What Happened VerifyMe, Inc. (VRME) announced on Feb. 11, 2026 that it entered into an Agreement and Plan of Merger with its wholly owned subsidiary Merger Sub and Open World Ltd. Under the agreement Merger Sub will merge into Open World, leaving Open World as a wholly‑owned subsidiary of VerifyMe. The parties expect pre‑closing VerifyMe stockholders to retain roughly 10% of the combined company and holders of Open World ordinary shares and SAFEs to receive newly issued VerifyMe common stock representing approximately 90% of the post‑closing shares. The company must file a Form S‑4 (proxy statement/prospectus) and obtain stockholder and regulatory approvals before closing.

Key Details

  • Expected ownership split after closing: existing VerifyMe holders ~10%; Open World holders and SAFEs ~90%.
  • Merger closing conditions include: effectiveness of the Form S‑4, required stockholder votes, expiration of regulatory waiting periods, written Cayman Islands Trade & Business Licensing Board approval, Nasdaq approval of the post‑merger listing application, Company having Closing Net Cash ≥ $1.0 million, and certain corporate actions (e.g., PeriShip credit facility termination; possible reverse stock split).
  • Support: certain VerifyMe stockholders (including directors/officers) holding ~14% agreed to vote in favor under Stockholder Support Agreements.
  • Executive changes and compensation: David Edmonds, Marshall Geller, Howard Goldberg and Adam Stedham are expected to resign from the board at closing. Employment agreements executed (effective at closing) include: Adam Stedham (new role: President of Precision Logistics) with $300,000 base salary and Jennifer Cola to continue as CFO with $180,000 base salary; Ms. Cola was granted 130,000 restricted shares vesting at the Effective Time.
  • The company terminated its At‑The‑Market (ATM) sales agreement with Roth Capital; the ATM program will end on Feb. 16, 2026 and no shares were sold under it.
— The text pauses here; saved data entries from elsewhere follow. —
PR #32, opened 2024-03-19
make the mnist app/library targets match each other

davidkoski:
Make the MNIST library and app have the same deployment targets -- fewer complaints from Xcode.


awni (approved):
Looks good, though CI is failing (?)

davidkoski:
> Looks good, though CI is failing (?)

Ah perfect, it caught the fact that the command line tool is now out of sync.  Uh, exactly as I planned

CI keeping us honest :-)

PR #33, opened 2024-03-19
fixed height for the progress view, produce more tokens

davidkoski:


Applications/LLMEval/ContentView.swift
```diff
@@ -35,6 +35,7 @@ struct ContentView: View {
                     Spacer()
                     if llm.running {
                         ProgressView()
+                            .frame(maxHeight: 20)
```
davidkoski, line 38: Set a height on this so that the enclosing view doesn't change size as it is running / not running (makes the UI jump around).

Applications/LLMEval/ContentView.swift
```diff
@@ -131,7 +132,7 @@ class LLMEvaluator {
 
     /// parameters controlling the output
     let temperature: Float = 0.6
-    let maxTokens = 100
+    let maxTokens = 240
```
davidkoski, line 135: Produce more tokens, especially helpful now with the markdown ui

awni (approved):
Very nice!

Why It Matters This is a potential change-of-control transaction that would substantially dilute current VerifyMe public shareholders (they would hold about 10% of the combined company if the deal closes as expected). Completion depends on multiple approvals and conditions (SEC registration/Form S‑4 effectiveness, shareholder votes, Nasdaq listing approval, regulatory consents, and a minimum cash threshold). The filing also signals planned management and board changes, acceleration of certain equity awards at closing, and new compensation commitments for key executives — all material items investors should consider when evaluating near‑term ownership, governance and liquidity implications. Investors should review the forthcoming Form S‑4/proxy materials once filed for full details and the exact exchange ratio and risk factors.